Artikel 10 Algemene gebruiksregels

 

10.1 Parkeren

  1. Gebruik van gronden en bouwwerken is slechts toegestaan indien wordt voorzien in voldoende parkeergelegenheid en laad- en losruimte, overeenkomstig de daarvoor door het bevoegd gezag vastgestelde beleidsregels.
  2. Bij het verlenen van een omgevingsvergunning voor het bouwen of het gebruiken van gronden en bouwwerken voor functies waarbij een parkeer- of laad- en losbehoefte ontstaat, moet worden aangetoond dat:
    1. in de behoefte aan parkeren en laden en lossen wordt voorzien op eigen terrein; of
    2. indien dit niet mogelijk is, op een andere wijze in voldoende parkeergelegenheid wordt voorzien, zulks ter beoordeling van het bevoegd gezag.
  3. Het bevoegd gezag kan, met inachtneming van de beleidsregels, bij omgevingsvergunning afwijken van het bepaalde in dit artikel indien:
    1. het realiseren van de parkeerplaatsen op eigen terrein onmogelijk is; en
    2. op andere wijze in de parkeerbehoefte wordt voorzien.

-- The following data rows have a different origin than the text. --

PR #1770, opened 2020-11-25
Update Rust deps across the workspaces

tiziano88:
# Checklist

      construction.

### DIFF
--- a/examples/aggregator/backend/Cargo.toml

Artikel 11 Algemene afwijkingsregels

Het bevoegd gezag kan bij een omgevingsvergunning, mits geen onevenredige afbreuk wordt gedaan aan het straat- en bebouwingsbeeld, de woonsituatie, de milieusituatie, de verkeersveiligheid, de sociale veiligheid en de gebruiksmogelijkheden van de aangrenzende gronden, afwijken van:
  1. de bij recht in de regels gegeven maten, afmetingen, percentages tot niet meer dan 10% van die maten, afmetingen en percentages;
  2. de functiebepalingen en toestaan dat het beloop of het profiel van wegen of de aansluiting van wegen onderling in geringe mate wordt aangepast, indien de verkeersveiligheid en/of –intensiteit daartoe aanleiding geven;
  3. de functiebepalingen ten aanzien van de bouwhoogte van bouwwerken, geen gebouwen zijnde, en toestaan dat de bouwhoogte van de bouwwerken, geen gebouwen zijnde, wordt vergroot tot niet meer dan 10 meter;
  4. de functiebepalingen ten aanzien van de bouwhoogte van bouwwerken, geen gebouwen zijnde, en toestaan dat de bouwhoogte van bouwwerken, geen gebouwen zijnde, ten behoeve van kunstwerken, geen gebouwen zijnde, en ten behoeve van zend-, ontvang- en/of sirenemasten, wordt vergroot tot niet meer dan 40 meter;
  5. het bepaalde ten aanzien van de maximale (bouw)hoogte van gebouwen en toestaan dat de (bouw)hoogte van de gebouwen ten behoeve van plaatselijke verhogingen, zoals schoorstenen, luchtkokers, liftkokers en lichtkappen, mits:
    1. de oppervlakte van de vergroting niet meer dan 25 m² bedraagt;
    2. de maximale (bouw)hoogte van het betreffende gebouw met niet meer dan 3,20 meter wordt verhoogd.

4 Overgangsregels

Artikel 12 Overgangsrecht

12.1 Bouwwerken

Een bouwwerk dat op het tijdstip van inwerkingtreding van het omgevingsplan aanwezig of in uitvoering is, dan wel gebouwd kan worden krachtens een omgevingsvergunning voor het bouwen, en afwijkt van het plan, mag, mits deze afwijking naar aard en omvang niet wordt vergroot:
  1. gedeeltelijk worden vernieuwd of veranderd;
  2. na het tenietgaan ten gevolge van een calamiteit geheel worden vernieuwd of veranderd, mits de aanvraag van de omgevingsvergunning voor het bouwen wordt gedaan binnen twee jaar na de dag waarop het bouwwerk is teniet gegaan.

12.2 Afwijken

Het bevoegd gezag kan eenmalig in afwijking van het bepaalde in artikel 12 lid 1 een omgevingsvergunning verlenen voor het vergroten van de inhoud van een bouwwerk als bedoeld in artikel 12 lid 1 met maximaal 10%.

12.3 Uitzondering

Het bepaalde in artikel 12 lid 1 is niet van toepassing op bouwwerken, die weliswaar bestaan op het tijdstip van inwerkingtreding van het plan, maar zijn gebouwd zonder of in afwijking van een vergunning en in strijd met het daarvoor geldende plan, daaronder begrepen de overgangsbepaling van dat plan.